Stage 6 — Report (app bugs only)
Present the bug report to the user with this structure:
Application Bug Report
Test:
tests/example.spec.ts— TC_001: Login flow Step: "Verify dashboard loads after login"Expected: Dashboard page loads with welcome message and user stats Actual: Page shows "500 Internal Server Error"
Screenshot:
— DOM evidence: <error-context.md or snapshot path> Severity: Environment: <base URL + browser> Journey: j- (when journey-map.md present) Reproducible: Yes — confirmed by navigating manually via playwright-cliThis is an application bug. The test has NOT been modified.
Hard rule: every app-bug report MUST cite at least one on-disk artifact path (screenshot, error-context.md, snapshot, or capture file). Prose supplements the artifact, never replaces it.
Do NOT modify the test to work around the bug. Do NOT skip the test. Do NOT add try/catch blocks to swallow the error. Report and stop.
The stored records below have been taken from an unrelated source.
PR #4080, opened 2023-12-04
Loadgen cleanup

### LINKED ISSUE #4063: Clean up Soroban Loadgen
- [x] Cleanup `GeneratedLoadConfig`
- [x] Better status logs for loadgen
- [x] Metrics for Soroban loads
- [x] Soroban state reset function
- [ ] Discrete distribution for soroban loadgen parameters instead of random

SirTyson:
# Description

Mostly resolves #4063.

Additionally, `SOROBAN_INVOKE` mode now takes the total amount of IO kilobytes as a parameter instead of kilobytes per data entry, making it possible to write tests that respect network config bounds while still having variance in the number of data entries written.

# Checklist
- [x] Compiles
- [x] Ran all tests

### DIFF
--- a/src/simulation/LoadGenerator.cpp
+++ b/src/simulation/LoadGenerator.cpp
@@ -366,8 +366,6 @@ LoadGenerator::scheduleLoadGeneration(GeneratedLoadConfig cfg)
 
     if (cfg.mode == LoadGenMode::SOROBAN_INVOKE)
     {
-        auto& sorobanNetworkCfg =
-            mApp.getLedgerManager().getSorobanNetworkConfig();
         auto const& sorobanLoadCfg = cfg.getSorobanConfig();
         auto const& invokeCfg = cfg.getSorobanInvokeConfig();
         releaseAssertOrThrow(sorobanLoadCfg.nInstances != 0);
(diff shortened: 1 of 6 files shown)


src/simulation/LoadGenerator.cpp
```diff
@@ -1208,33 +1303,31 @@ LoadGenerator::invokeSorobanLoadTransaction(uint32_t ledgerNum,
...
+        kiloBytesPerEntry =
+            (totalWriteBytes - mContactOverheadBytes) / numEntries / 1024;
 
-    maxKiloBytesPerEntry =
-        std::min(maxKiloBytesPerEntry, cfg.kiloBytesPerDataEntryHigh);
-    uint32_t minKiloBytesPerEntry =
-        std::min(maxKiloBytesPerEntry, cfg.kiloBytesPerDataEntryLow);
-    auto kiloBytesPerEntry =
-        rand_uniform<uint32_t>(minKiloBytesPerEntry, maxKiloBytesPerEntry);
+        // If numEntries > 0, we can't write a 0 byte entry
```
dmkozh, line 1325: Hmm, we actually can, can't we? It won't be 0 bytes, probably about 8 bytes to write an empty Bytes ScVal.

src/simulation/LoadGenerator.cpp
```diff
@@ -1250,30 +1343,26 @@ LoadGenerator::invokeSorobanLoadTransaction(uint32_t ledgerNum,
...
     // baseInstructionCount is a very rough estimate and may be a significant
     // underestimation based on the IO load used, so use max instructions
     resources.instructions = networkCfg.mTxMaxInstructions;
-    resources.readBytes = readBytesUpperBound;
-    resources.writeBytes = writeBytes;
+
+    // We don't have a good way of knowing how many bytes we will need to read
+    // since the previous invocation writes a random number of bytes, so use
+    // upper bound
+    resources.readBytes = invokeCfg.ioKiloBytesHigh * 1024;
```
dmkozh, line 1353: Why did you change this back to the max value?

src/simulation/LoadGenerator.cpp
SirTyson: Sorry, I didn't know this was valid behavior. Currently the loadgen contract panics if `size_kilo_bytes == 0 && num_write_entries != 0`. We can fix this later, but personally I don't think an env change and wasm recompile is worth fixing this right now.

src/simulation/LoadGenerator.cpp
SirTyson: This is the same value that we had before. Previously this was 
```
readBytes = (cfg.kiloBytesPerDataEntryHigh * 1024 + leOverhead) * numEntries + mContactOverheadBytes;
```
Since the config parameter now dictates total TX io size instead of the size of individual data entries, we can simplify it. Note that this is the LoadGen config max, not the network settings max. Unfortunately we have a lot of different config types floating around so it's a bit confusing.

src/simulation/LoadGenerator.cpp
dmkozh: Ah, ok. Empty bytes sequence is a valid value for a byte sequence, but I agree there is no need to update Wasm due to that. Also, it doesn't provide any significant value for coverage.

src/simulation/LoadGenerator.cpp
dmkozh: Ah, right, I've got confused by this a bit.

dmkozh:
r+ 113f5d9

marta-lokhova:
r+ 8b825c06c95240c58992ccbf5ff2ed6d02b30df2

Stability Validation Protocol
A fix is confirmed only when the test passes 3-5 consecutive runs without failure. This catches:
- Race conditions that pass 80% of the time
- Timing-sensitive tests that work on fast machines but fail under load
- State leakage between tests that only manifests on repeated runs
If any run in the stability check fails, the fix is incomplete. Do not commit — re-diagnose.
Integration
Skills that call this one
| Calling Skill | Activation Point | What Happens Next |
|---|---|---|
maintenance |
First step when a test failure is reported | After heal + stability → return for compliance review + commit |
authoring |
When a newly written test fails in Stage 3 | After heal + stability → return for compliance review + commit |
test-composer |
When a test run produces failures | After heal + stability → return for next scenario |
bug-discovery |
When adversarial tests fail | After heal + stability OR bug report → return to caller |
test-repair |
Per cluster in its Stage 4 (batch repair pipeline) | Diagnose the cluster's representative, apply heal once for the whole cluster, return outcome (Healed / App bug / Operator-pending / Quarantined) |
After a successful heal + stability confirmation, control returns to the calling skill.
Escalating up to test-repair
Sometimes single-failure mode isn't the right shape. Hand off to test-repair when the failure is not really a single event:
| Condition | Why escalate |
|---|---|
| The current run has ≥5 failures or ≥30% of executed tests failed | Per-failure diagnosis doesn't scale; batch clustering finds the shared root cause faster |
| You have been invoked 3+ times in this session on distinct tests | The pattern across failures is likely worth detecting before healing more in isolation |
| A heal you applied caused previously-passing tests to start failing | Cross-test interaction is invisible from here; test-repair's post-heal verification stage is designed for it |
| Two different heal strategies on the same test have both destabilized | Before trying a third, bump up to batch mode — the test's behavior may be coupled to sibling tests |
Announce the escalation once to the operator and start batch mode:
Detected
— handing off to the test-repairbatch pipeline so we can cluster root causes before continuing to heal individually. Reply "stay single-failure" to override.
The operator can override back to single-failure mode if they have a reason to keep the narrower scope.
API Reference
Refer to ../element-interactions/references/api-reference.md for all method signatures, argument orders, and types. All Steps methods use (elementName, pageName) order.